Caesar’s greatness and glory came at last to a very sudden and violent end. He was assassinated. All the attendant circumstances of this deed, too, were of the most extraordinary character, and thus the dramatic interest which adorns all parts of the great conqueror’s history marks strikingly its end.
[Sidenote: Jealousies awakened by Caesar’s power.] [Sidenote: The Roman Constitution.]
[Sidenote: Struggles and Conflicts.]
His prosperity and power awakened, of course, a secret jealousy and ill will. Those who were disappointed in their expectations of his favor murmured. Others, who had once been his rivals, hated him for having triumphed over them. Then there was a stern spirit of democracy, too, among certain classes of the citizens of Rome which could not brook a master. It is true that the sovereign power in the Roman commonwealth had never been shared by all the inhabitants. It was only in certain privileged classes that the sovereignty was vested; but among these the functions of government were divided and distributed in such a way as to balance one interest against another, and to give all their proper share of influence and authority. Terrible struggles and conflicts often occurred among these various sections of society, as one or another attempted from time to time to encroach upon the rights or privileges of the rest. These struggles, however, ended usually in at last restoring again the equilibrium which had been disturbed. No one power could ever gain the entire ascendency; and thus, as all _monarchism_ seemed excluded from their system, they called it a republic. Caesar, however, had now concentrated in himself all the principal elements of power, and there began to be suspicions that he wished to make himself in name and openly, as well as secretly and in fact, a king.

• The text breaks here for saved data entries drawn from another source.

PR #296, opened 2018-09-19
santad: add critical system binaries

### LINKED ISSUE #295: System freeze on MacOS Mojave
Hello,

Santa (update 0.9.28) causes random occasional system freezes on Mojave beta 10 and 11.

From the end-user perspective, it feels like a kernel level lock up and happens within a half hour or so of boot on beta 10 and 11. Seems to especially be triggered by WindowServer context switches (wake from sleep, switch virtual desktops, etc.).

tburgin:
* In Mojave `/usr/libexec/trustd` needs to run in order to check arbitrary code signatures. This may be a departure from previous version of macOS. If `trustd` is killed, Santa can cause a deadlock. This fix pre-validates and whitelists `trustd` at `santad` startup time.
* Fixes #295

### DIFF
--- a/Source/santad/DataLayer/SNTRuleTable.m
+++ b/Source/santad/DataLayer/SNTRuleTable.m
@@ -17,7 +17,9 @@
 #import <MOLCertificate/MOLCertificate.h>
 #import <MOLCodesignChecker/MOLCodesignChecker.h>
 
+#import "SNTCachedDecision.h"
 #import "SNTConfigurator.h"
+#import "SNTFileInfo.h"
 #import "SNTLogging.h"
 #import "SNTRule.h"
 
@@ -31,6 +33,7 @@ static const NSUInteger kTransitiveRuleExpirationSeconds = 6 * 30 * 24 * 3600;
 @property NSString *santadCertSHA;
 @property NSString *launchdCertSHA;
 @property NSDate *lastTransitiveRuleCulling;
+@property NSDictionary *criticalSystemBinaries;
 @end
 
 @implementation SNTRuleTable
@@ -64,7 +67,8 @@ static const NSUInteger kTransitiveRuleExpirationSeconds = 6 * 30 * 24 * 3600;
   // Save hashes of the signing certs for launchd and santad.
   // Used to ensure rules for them are not removed.
   self.santadCertSHA = [[[[MOLCodesignChecker alloc] initWithSelf] leafCertificate] SHA256];
-  self.launchdCertSHA = [[[[MOLCodesignChecker alloc] initWithPID:1] leafCertificate] SHA256];
+  MOLCodesignChecker *launchdCSInfo = [[MOLCodesignChecker alloc] initWithPID:1];
+  self.launchdCertSHA = launchdCSInfo.leafCertificate.SHA256;
 
   // Ensure the certificates used to sign the running launchd/santad are whitelisted.
   // If they weren't previously and the database is not new, log an error.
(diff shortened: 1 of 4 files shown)


Source/santad/SNTExecutionController.m
```diff
@@ -116,21 +116,28 @@ - (void)validateBinaryWithMessage:(santa_message_t)message {
...
-  // Actually make the decision (and refresh rule access timestamp).
-  SNTCachedDecision *cd = [self.policyProcessor decisionForFileInfo:binInfo
+  // If needed, actually make the decision (and refresh rule access timestamp).
+  if (!cd) {
+    cd = [self.policyProcessor decisionForFileInfo:binInfo
                                                          fileSHA256:nil
                                                   certificateSHA256:csInfo.leafCertificate.SHA256];
-  cd.certCommonName = csInfo.leafCertificate.commonName;
+    cd.certCommonName = csInfo.leafCertificate.commonName;
+  }
```
nguyen-phillip: I think this might be easier to follow if it were structured as
```
if (!cd) {
  // declare csInfo
  if (binInfo.isMachO) {
    // get csInfo
  }
  // get cd from policyProcessor
}
```
instead of having two separate checks for !cd

Source/santad/DataLayer/SNTRuleTable.m
```diff
@@ -87,6 +91,31 @@ - (uint32_t)initializeDatabase:(FMDatabase *)db fromVersion:(uint32_t)version {
...
+      cd.decision = SNTEventStateAllowBinary;
+      cd.decisionExtra = @"critical system binary";
+      cd.sha256 = binInfo.SHA256;
+
+      // Not needed, but nice for logging.
+      cd.certSHA256 = csInfo.leafCertificate.SHA256;
+      cd.certCommonName = csInfo.leafCertificate.commonName;
+
+      bins[binInfo.SHA256] = cd;
+    }
```
nguyen-phillip: log error if signing info doesn't match?

Source/santad/DataLayer/SNTRuleTable.m
```diff
@@ -87,6 +91,31 @@ - (uint32_t)initializeDatabase:(FMDatabase *)db fromVersion:(uint32_t)version {
         self.launchdCertSHA, @(SNTRuleStateWhitelist), @(SNTRuleTypeCertificate)];
   }
 
+  // Setup critical system binaries
+  // TODO(tburgin): Add the Santa components to this feature and remove the santadCertSHA rule.
+  NSMutableDictionary *bins = [NSMutableDictionary dictionary];
+  for (NSString *path in @[ @"/usr/libexec/trustd" ]) {
+    SNTFileInfo *binInfo = [[SNTFileInfo alloc] initWithPath:path];
```
nguyen-phillip: Does this fail the right way if there's no file at path?  I'm guessing csInfo will end up nil and then the call to signingInformationMatches: will return NO?

Source/santad/SNTExecutionController.m
```diff
@@ -116,21 +116,28 @@ - (void)validateBinaryWithMessage:(santa_message_t)message {
   }
 
   // Get codesigning info about the file but only if it's a Mach-O.
+  // If the binary is a critical system binary, don't check its signiture. The binary was validated
```
nguyen-phillip: typo: signiture -> signature

tburgin:
PTAL

ameyah:
Thanks a ton for this fix @tburgin 

I was wondering when the next release would be? :)

russellhancox:
A couple of hours, most likely

ameyah:
Awesome, Thanks again!

PR #302, opened 2018-09-26
santa-driver: add back the root and non-root caches

tburgin:
* santa-driver now supports 64 bit file system ids. Identifying root and non-root file system ids on executing binaries seems to now work consistently.
* Clarify buckets and entries in non-graphical cachehistogram output.

This pull is mainly a line by line cherrypick revert of 15fa53d744368752ff1b55dcbdd62020e060c629.

### DIFF
--- a/Source/santa-driver/SantaDecisionManager.cc
+++ b/Source/santa-driver/SantaDecisionManager.cc
@@ -41,7 +41,8 @@ bool SantaDecisionManager::init() {
   decision_dataqueue_lock_ = lck_mtx_alloc_init(sdm_lock_grp_, sdm_lock_attr_);
   log_dataqueue_lock_ = lck_mtx_alloc_init(sdm_lock_grp_, sdm_lock_attr_);
 
-  decision_cache_ = new SantaCache<santa_vnode_id_t, uint64_t>(10000, 2);
+  root_decision_cache_ = new SantaCache<santa_vnode_id_t, uint64_t>(5000, 2);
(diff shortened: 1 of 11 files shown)


Source/santa-driver/SantaDecisionManager.cc
```diff
@@ -102,6 +105,17 @@ void SantaDecisionManager::ConnectClient(pid_t pid) {
 
   client_pid_ = pid;
 
+  // Determine root fsid
+  vfs_context_t ctx = vfs_context_create(NULL);
```
russellhancox: Use nullptr

Source/santa-driver/SantaDecisionManager.h
```diff
@@ -123,10 +123,15 @@ class SantaDecisionManager : public OSObject {
...
 
   /// Returns the number of entries in the cache.
-  uint64_t CacheCount() const;
+  uint64_t RootCacheCount() const;
+  uint64_t NonRootCacheCount() const;
+
+  /**
+   Clears the cache(s). If non_root_only is true, only the non-root cache
+   is cleared.
+   */
```
russellhancox: Indent -1

Source/santa-driver/SantaDecisionManager.cc
tburgin: Done.

Source/santa-driver/SantaDecisionManager.h
tburgin: Done.

PR #311, opened 2018-10-09
config: Ensure syncBaseURL ends with a /

### LINKED ISSUE #310: SyncBaseURL with a path requires a slash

[Sidenote: Roman repugnance to royalty.] [Sidenote: Firmness of the Romans.]
The Romans abhorred the very name of king. They had had kings in the early periods of their history, but they made themselves odious by their pride and their oppressions, and the people had deposed and expelled them. The modern nations of Europe have several times performed the same exploit, but they have generally felt unprotected and ill at ease without a personal sovereign over them and have accordingly, in most cases, after a few years, restored some branch of the expelled dynasty to the throne The Romans were more persevering and firm. They had managed their empire now for five hundred years as a republic, and though they had had internal dissensions, conflicts, and quarrels without end, had persisted so firmly and unanimously in their detestation of all regal authority, that no one of the long line of ambitious and powerful statesmen, generals, or conquerors by which the history of the empire had been signalized, had ever dared to aspire to the name of king.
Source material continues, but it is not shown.